Ashish Kothari of Kalpavriksh from Pune said that there was a complete failure on the part of the Indian presence in Rio. “We are reiterating the mistakes of the past, while the crises have worsened,” he said.

“India should put livelihood and food security above all else. Its ecological footprint, in absolute terms, is twice its productive capacity of natural resources and the third worst in the world, after the US and China,” he added.

The NGOs have jointly issued an open letter to the prime minister on Tuesday.

It says, “Bold leadership is needed at the United Nations Conference on Sustainable Development (Rio+20), if it is to be rescued from mediocrity. Rio+20 was expected to build on various global agreements (including Agenda 21, the Millennium Development Goals, and various environmental treaties), and go much further to tackle the urgent crises we face.

“Unfortunately, millions of dollars and incalculable human hours later, we only seem to be either repeating earlier agreements, or even slipping backwards.  Governments have so far failed to come to grips with the horrendous crises facing the earth and its people. All available evidence suggests that humanity is on a suicidal path, already having overstepped several ecological limits, and showing no signs of changing course, it says.

“It is also clear that the current paths of ‘development’ have brought us to this crisis; and that the same paths have created some of the most shameful inequities and inequalities among nations and within nations among different sections of people, perpetuating massive hunger, poverty, unemployment, and various other forms of deprivation. India should not hide behind its poor people while arguing for global equity.”

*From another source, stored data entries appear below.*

PR #1082, opened 2017-02-19
Allow jobs to choose when to save log output

Sumukh:
If a message is logged with a level of critical (or higher) - the log is immediately saved (instead of having to wait for 10 more messages) 

This allows jobs some level of control over what gets displayed when. It's especially useful for jobs that might not print lots of information (like the autograding job - previously the user had to wait for about a minute before they got any output)

### DIFF
--- a/server/autograder.py
+++ b/server/autograder.py
@@ -178,6 +178,9 @@ def autograde_assignment(assignment_id):
     ]
     num_tasks = len(tasks)
 
+    if not num_tasks:
+        return "No submissions to grade"
+
     def retry_task(task):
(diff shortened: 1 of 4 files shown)


Sumukh:
Sure - that should work. What do you think a reasonable interval is? 15?

knrafto:
Sure, it might require some manual tuning to find the right number

colinschoen:
@Sumukh Are you still planning on working on this PR?

Sumukh:
Nope. Feel free to take this over.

The statement concludes: “So, Mr prime minister, if you are to be a global ‘sustainable development’ leader this week (far more important than the leadership you showed at the G20 meeting two days ago in committing major funding along with other BRICS nations to recapitalize the IMF), you need to both advocate much stronger and fundamental principles and strategies for the world at Rio, as also commit to making the fundamental changes needed in economic and other policies back in India.”

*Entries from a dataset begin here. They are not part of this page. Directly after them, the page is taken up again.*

PR #1086, opened 2017-02-21
Extensions

Sumukh:
image

image


server/controllers/admin.py
```diff
@@ -1241,6 +1246,91 @@ def student_assignment_graph_detail(cid, email, aid):
...
+        if not form.email.data:
+            form.email.data = request.args.get('email')
+        if not form.expires.data:
+            extra_week = assign.due_date + dt.timedelta(days=7)
+            form.expires.data = utils.local_time_obj(extra_week, current_course)
+
+    if form.validate_on_submit():
+        student = User.lookup(form.email.data)
+        if Extension.get_extension(student, assign):
+            flash("{} already has an extension".format(form.email.data), 'error')
```
Sumukh: I think it might be `danger` instead of `error`

server/controllers/api.py
```diff
@@ -351,14 +352,24 @@ def store_backup(self, user):
...
         backup = make_backup(user, assignment['id'], args['messages'],
-                             elgible_submit)
-        if args['submit'] and lock_flag:
-            raise ValueError('Late Submission of {}'.format(args['assignment']))
-        if elgible_submit and assignment['autograding_key']:
+                             eligible_submit)
+        if args['submit'] and past_due:
+            assign_obj = models.Assignment.by_name(args['assignment'])
+            extension = models.Extension.get_extension(user, assign_obj)
+            # Submissions after the deadline with an extension are allowed
```
Sumukh: It's more that the custom time is set - if the lock date hasn't passed - we'll still accept it regardless of extensions.

server/models.py
```diff
@@ -20,7 +20,7 @@
 
 import contextlib
 import csv
-from datetime import datetime as dt
+import datetime as dt
```
Sumukh: Context for change: This style is suggested by [the style guide](https://github.com/amontalenti/elements-of-python-style#the-standard-library)

server/templates/staff/course/extension/extension.list.html
```diff
@@ -0,0 +1,86 @@
...
+                  <td>
+                        <span class="label label-{{ 'success' if extension.active else 'default'}}">
+                            {{ utils.local_time(extension.expires, current_course) }}
+                        </span>
+                  </td>
+                  <td>
+                      {% if extension.custom_submission_time %}
+                        {{ utils.local_time(extension.custom_submission_time, current_course) }}
+                      {% else %}
+                        N/A
```
Sumukh: `&mdash;` is also an option here

server/models.py
```diff
@@ -1778,3 +1778,56 @@ def can(cls, obj, user, action):
...
+
+    @classmethod
+    def get_extension(cls, student, assignment):
+        """ Returns the extension if the student has an extension """
+        group_members = assignment.active_user_ids(student.id)
+        extension = cls.query.filter(cls.assignment == assignment,
+                                     cls.expires >= dt.datetime.utcnow(),
+                                     cls.user_id.in_(group_members)).first()
+        if not extension:
+            return False
```
knrafto: What benefit does this have over just returning `extension`?

server/models.py
```diff
@@ -1778,3 +1778,56 @@ def can(cls, obj, user, action):
...
+##############
+
+class Extension(Model):
+    """ Extensions allows students to submit after the deadline.
+    """
+    id = db.Column(db.Integer, primary_key=True)
+    staff_id = db.Column(db.ForeignKey("user.id"), nullable=False)
+    assignment_id = db.Column(db.ForeignKey("assignment.id"), nullable=False)
+    user_id = db.Column(db.ForeignKey("user.id"), nullable=False)
+    message = db.Column(mysql.MEDIUMTEXT)
```
knrafto: Does this work with sqlite too?

Sumukh: Yup. We have a `@compiles(mysql.MEDIUMTEXT, 'sqlite')` earlier in the file

server/models.py
Sumukh: thanks :man_facepalming:

Sumukh:
The missing link between course level list of extensions and granting a new extension was bothering me too. 

I think having the course level view of extensions is worth sticking with - we should just fix the form to account for that. I'll make the form have a dropdown for assignment selection (and a way to have it be pre filled if you click in through an assignment)

Sumukh:
Should be ready to go. It's still easy to grant an extension from an assignment (or from the student history overview) 

image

This refers to India’s inexplicable munificence in providing $10 billion for helping the International Monetary Fund bail countries out of the financial crisis in Europe. Brazil and Russia have also pledged $10 billion each, and China $43 billion. This amounts to a transfer of $73 billion from emerging countries to the richest people on the planet.

Indian NGOs are also upset that the Indian delegation has made no effort to contact them to explain the government’s point of view at Rio. This is in sharp contrast with the 1992 summit, when such interactions took place almost daily and — during high-pressure situations — more than once.

Despite requests, the delegation has only met a few of the Indian media who were on board the PM’s flight via the G20 meet in Mexico, which has led to the Indian viewpoint going largely unreported in Rio. Natarajan is conspicuous by her absence and silence.